*** Opening Records to use ***

Issue #799, opened 2023-01-25
Feature request: Add support for the new `assert_eq`


nfurfaro:
I'm adding a new function in `std::assert` called `assert_eq` which will male use of a new error code found [here](https://github.com/FuelLabs/sway/blob/e7a74665615123cd3276a1e9905a4fc7fe1d4040/sway-lib-std/src/error_signals.sw#L18).

The SDK support needed will consist of the ability to:

- recognize the revert error (the same way the SDK handles the error for a failed `require`
- log the values of the 2 previous `log` or `logd` receipts in a presentable way, perhaps following the rus example of "lhs != rhs"

hal3e:
Is there a `sway` PR that we can track here ?

nfurfaro:
@hal3e there will be shortly; I will drop a link here as soon as I open it. Just working on the tests.

hal3e:
Blocked until https://github.com/FuelLabs/sway/issues/3946 is fixed.

PR #811, opened 2023-01-31
feat: add support for assert_eq logs

hal3e:
closes: https://github.com/FuelLabs/fuels-rs/issues/799

The SDK now supports decoding logs from an `assert_eq` revert. In Sway, `assert_eq(a,b)` will log both `a` and `b` and then revert with a specific `revert_id`. Previously, we only had logs from `require` reverts but now we have to check the `revert_id` and see what kind of revert it is. 

I have:
- Turned `RevertTransactionError` to a struct that now also hold the specific `revert_id`. 
- Refactored error generation in `ExecutableFuelCall` when using `simulate`. Now we will get a reason if the simulation fails.
- Refactored the log decoding code and separated it into two cases: `require` and `assert_eq`.
- Added `LogId` tuple struct
- Moved `log_type_lookup` to `fuels_programs::logs` from `fuels_core::utils`
- Refactored `TransactionStatus::Failure` handling in `provider.rs` so that we can get the specific `revert_id`
- Added `assert_eq` tests for both `contract` and `script`

>***Note:*** the PR is blocked by: https://github.com/FuelLabs/sway/issues/3946 and a new `forc` release. However, I have manually created logs with the appropriate revert so that we can work on the SDK side while they fix the bug. Hopefully when the bug is fixed,  I will just have to change the sway code.


packages/fuels/tests/contracts/assert_eq/Forc.toml
```diff
@@ -0,0 +1,8 @@
+[project]
+authors = ["Fuel Labs <contact@fuel.sh>"]
+entry = "main.sw"
+license = "Apache-2.0"
+name = "assert_eq"
+
+[dependencies]
+std = { path = "../../../../../../sway/sway-lib-std" }
```
segfault-magnet, line 8: This might be left over from debugging. Or are you waiting on a release? Not sure if I saw the CI pass :D

hal3e: Yes :) We need a new release

packages/fuels-programs/src/logs.rs
```diff
@@ -87,14 +69,75 @@ impl LogDecoder {
     }
 }
 
+trait FilterMapLogReceipts {
+    type Output: Iterator<Item = ((Bech32ContractId, u64), Vec<u8>)>;
+    fn filter_map_log_receipts(self) -> Self::Output;
+}
+
+impl<'a, I: Iterator<Item = &'a Receipt>> FilterMapLogReceipts for I {
+    type Output = FilterMap<Self, fn(&Receipt) -> Option<((Bech32ContractId, u64), Vec<u8>)>>;
```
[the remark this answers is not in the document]
hal3e: I do not know if that would help us that much... We have `((Bech32ContractId,u64), Vec<u8>)` only here when we filter the receipts to get the `log_id` and `data`.  How about we make `(Bech32ContractId,u64)` a tuple struct - `LogId(Bech32ContractId,u64)` and we use that instead.. IMO this and the your renaming proposal would make things clearer.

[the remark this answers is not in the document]
segfault-magnet: A fair compromise. Whatever gets us towards naming stuff :D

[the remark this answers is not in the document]
hal3e: btw we have `DecodableLog` trait in fuels_core for `ParamType` :D

packages/fuels-signers/src/provider.rs
```diff
@@ -136,12 +137,33 @@ impl Provider {
...
+            program_state,
+            ..
+        } = status
+        {
+            let revert_id = program_state
+                .and_then(|state| match state {
+                    ProgramState::Revert(revert_id) => Some(revert_id),
+                    _ => None,
+                })
+                .unwrap_or(0);
```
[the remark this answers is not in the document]
hal3e: The test do not have a case of `TransactionStatus::Failure` without `revert_id` so let's use `expect` for now.

packages/fuels-programs/src/logs.rs
```diff
@@ -87,14 +69,75 @@ impl LogDecoder {
     }
 }
 
+trait FilterMapLogReceipts {
+    type Output: Iterator<Item = ((Bech32ContractId, u64), Vec<u8>)>;
+    fn filter_map_log_receipts(self) -> Self::Output;
```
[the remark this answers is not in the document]
hal3e: As mentioned above, we  use `DecodableLog` elsewhere. We could use the same name here but I would avoid it because of possible confusion.

How about something like this:
```rust
trait ExtractLogIdData {
    type Output: Iterator<Item = (LogId, Vec<u8>)>;
    fn extract_log_id_with_data(self) -> Self::Output;
}
```

packages/fuels-programs/src/logs.rs
```diff
@@ -16,22 +15,26 @@ use fuels_types::{
...
 }
 
 impl LogDecoder {
     /// Get all decoded logs from the given receipts as `String`
     pub fn get_logs(&self, receipts: &[Receipt]) -> Result<Vec<String>> {
         receipts
             .iter()
-            .filter_map_log_receipts()
-            .filter_map(|((c_id, log_id), data)| {
+            .extract_log_id_add_data()
```
segfault-magnet, line 34: log id **and** data 

:D :D

segfault-magnet (commented):
A typo, probably missed it cuz the CI is failing anyway.

hal3e:
I have added an implementation of `assert_eq` directly to the code so that I can make the CI pass. This is a temporary solution until the bug in sway is fixed.

packages/fuels-test-helpers/src/node.rs
```diff
@@ -123,8 +123,7 @@ impl<'de> DeserializeAs<'de, Word> for HexNumber {
         match bytes.len() {
             len if len > WORD_SIZE => {
                 return Err(D::Error::custom(format!(
-                    "value cant exceed {} bytes",
-                    WORD_SIZE
+                    "value cant exceed {WORD_SIZE} bytes",
```
segfault-magnet, line 126:
```suggestion
                    "value can't exceed {WORD_SIZE} bytes",
```

packages/fuels/tests/scripts/script_assert_eq/src/main.sw
```diff
@@ -0,0 +1,59 @@
...
+    T: Eq
+{
+    let FAILED_ASSERT_EQ_SIGNAL = 0xffff_ffff_ffff_0003;
+    if (v1 != v2) {
+        log(v1);
+        log(v2);
+        revert(FAILED_ASSERT_EQ_SIGNAL);
+    }
+}
+// link: https://github.com/FuelLabs/sway/issues/3946
```
digorithm, line 16: Can you open a `fuels-rs` issue and link this sway issue, so we know when to tackle this TODO?

digorithm (approved):
Very neat!

packages/fuels/tests/scripts/script_assert_eq/src/main.sw
hal3e: I wanted to wait for the compiler team to fix the bug, but it seems that it could take some time. I propose we merge this with a new issue to remove the added code when the bug is fixed.

hal3e:
New issue is here: https://github.com/FuelLabs/fuels-rs/issues/829

segfault-magnet (approved):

*** Closing Records to use ***

▸ **What is required**
Reproduce all of the records, keeping every character unchanged.

▸ **Finished exercise**
Issue #799, opened 2023-01-25
Feature request: Add support for the new `assert_eq`


nfurfaro:
I'm adding a new function in `std::assert` called `assert_eq` which will male use of a new error code found [here](https://github.com/FuelLabs/sway/blob/e7a74665615123cd3276a1e9905a4fc7fe1d4040/sway-lib-std/src/error_signals.sw#L18).

The SDK support needed will consist of the ability to:

- recognize the revert error (the same way the SDK handles the error for a failed `require`
- log the values of the 2 previous `log` or `logd` receipts in a presentable way, perhaps following the rus example of "lhs != rhs"

hal3e:
Is there a `sway` PR that we can track here ?

nfurfaro:
@hal3e there will be shortly; I will drop a link here as soon as I open it. Just working on the tests.

hal3e:
Blocked until https://github.com/FuelLabs/sway/issues/3946 is fixed.

PR #811, opened 2023-01-31
feat: add support for assert_eq logs

hal3e:
closes: https://github.com/FuelLabs/fuels-rs/issues/799

The SDK now supports decoding logs from an `assert_eq` revert. In Sway, `assert_eq(a,b)` will log both `a` and `b` and then revert with a specific `revert_id`. Previously, we only had logs from `require` reverts but now we have to check the `revert_id` and see what kind of revert it is. 

I have:
- Turned `RevertTransactionError` to a struct that now also hold the specific `revert_id`. 
- Refactored error generation in `ExecutableFuelCall` when using `simulate`. Now we will get a reason if the simulation fails.
- Refactored the log decoding code and separated it into two cases: `require` and `assert_eq`.
- Added `LogId` tuple struct
- Moved `log_type_lookup` to `fuels_programs::logs` from `fuels_core::utils`
- Refactored `TransactionStatus::Failure` handling in `provider.rs` so that we can get the specific `revert_id`
- Added `assert_eq` tests for both `contract` and `script`

>***Note:*** the PR is blocked by: https://github.com/FuelLabs/sway/issues/3946 and a new `forc` release. However, I have manually created logs with the appropriate revert so that we can work on the SDK side while they fix the bug. Hopefully when the bug is fixed,  I will just have to change the sway code.


packages/fuels/tests/contracts/assert_eq/Forc.toml
```diff
@@ -0,0 +1,8 @@
+[project]
+authors = ["Fuel Labs <contact@fuel.sh>"]
+entry = "main.sw"
+license = "Apache-2.0"
+name = "assert_eq"
+
+[dependencies]
+std = { path = "../../../../../../sway/sway-lib-std" }
```
segfault-magnet, line 8: This might be left over from debugging. Or are you waiting on a release? Not sure if I saw the CI pass :D

hal3e: Yes :) We need a new release

packages/fuels-programs/src/logs.rs
```diff
@@ -87,14 +69,75 @@ impl LogDecoder {
     }
 }
 
+trait FilterMapLogReceipts {
+    type Output: Iterator<Item = ((Bech32ContractId, u64), Vec<u8>)>;
+    fn filter_map_log_receipts(self) -> Self::Output;
+}
+
+impl<'a, I: Iterator<Item = &'a Receipt>> FilterMapLogReceipts for I {
+    type Output = FilterMap<Self, fn(&Receipt) -> Option<((Bech32ContractId, u64), Vec<u8>)>>;
```
[the remark this answers is not in the document]
hal3e: I do not know if that would help us that much... We have `((Bech32ContractId,u64), Vec<u8>)` only here when we filter the receipts to get the `log_id` and `data`.  How about we make `(Bech32ContractId,u64)` a tuple struct - `LogId(Bech32ContractId,u64)` and we use that instead.. IMO this and the your renaming proposal would make things clearer.

[the remark this answers is not in the document]
segfault-magnet: A fair compromise. Whatever gets us towards naming stuff :D

[the remark this answers is not in the document]
hal3e: btw we have `DecodableLog` trait in fuels_core for `ParamType` :D

packages/fuels-signers/src/provider.rs
```diff
@@ -136,12 +137,33 @@ impl Provider {
...
+            program_state,
+            ..
+        } = status
+        {
+            let revert_id = program_state
+                .and_then(|state| match state {
+                    ProgramState::Revert(revert_id) => Some(revert_id),
+                    _ => None,
+                })
+                .unwrap_or(0);
```
[the remark this answers is not in the document]
hal3e: The test do not have a case of `TransactionStatus::Failure` without `revert_id` so let's use `expect` for now.

packages/fuels-programs/src/logs.rs
```diff
@@ -87,14 +69,75 @@ impl LogDecoder {
     }
 }
 
+trait FilterMapLogReceipts {
+    type Output: Iterator<Item = ((Bech32ContractId, u64), Vec<u8>)>;
+    fn filter_map_log_receipts(self) -> Self::Output;
```
[the remark this answers is not in the document]
hal3e: As mentioned above, we  use `DecodableLog` elsewhere. We could use the same name here but I would avoid it because of possible confusion.

How about something like this:
```rust
trait ExtractLogIdData {
    type Output: Iterator<Item = (LogId, Vec<u8>)>;
    fn extract_log_id_with_data(self) -> Self::Output;
}
```

packages/fuels-programs/src/logs.rs
```diff
@@ -16,22 +15,26 @@ use fuels_types::{
...
 }
 
 impl LogDecoder {
     /// Get all decoded logs from the given receipts as `String`
     pub fn get_logs(&self, receipts: &[Receipt]) -> Result<Vec<String>> {
         receipts
             .iter()
-            .filter_map_log_receipts()
-            .filter_map(|((c_id, log_id), data)| {
+            .extract_log_id_add_data()
```
segfault-magnet, line 34: log id **and** data 

:D :D

segfault-magnet (commented):
A typo, probably missed it cuz the CI is failing anyway.

hal3e:
I have added an implementation of `assert_eq` directly to the code so that I can make the CI pass. This is a temporary solution until the bug in sway is fixed.

packages/fuels-test-helpers/src/node.rs
```diff
@@ -123,8 +123,7 @@ impl<'de> DeserializeAs<'de, Word> for HexNumber {
         match bytes.len() {
             len if len > WORD_SIZE => {
                 return Err(D::Error::custom(format!(
-                    "value cant exceed {} bytes",
-                    WORD_SIZE
+                    "value cant exceed {WORD_SIZE} bytes",
```
segfault-magnet, line 126:
```suggestion
                    "value can't exceed {WORD_SIZE} bytes",
```

packages/fuels/tests/scripts/script_assert_eq/src/main.sw
```diff
@@ -0,0 +1,59 @@
...
+    T: Eq
+{
+    let FAILED_ASSERT_EQ_SIGNAL = 0xffff_ffff_ffff_0003;
+    if (v1 != v2) {
+        log(v1);
+        log(v2);
+        revert(FAILED_ASSERT_EQ_SIGNAL);
+    }
+}
+// link: https://github.com/FuelLabs/sway/issues/3946
```
digorithm, line 16: Can you open a `fuels-rs` issue and link this sway issue, so we know when to tackle this TODO?

digorithm (approved):
Very neat!

packages/fuels/tests/scripts/script_assert_eq/src/main.sw
hal3e: I wanted to wait for the compiler team to fix the bug, but it seems that it could take some time. I propose we merge this with a new issue to remove the added code when the bug is fixed.

hal3e:
New issue is here: https://github.com/FuelLabs/fuels-rs/issues/829

segfault-magnet (approved):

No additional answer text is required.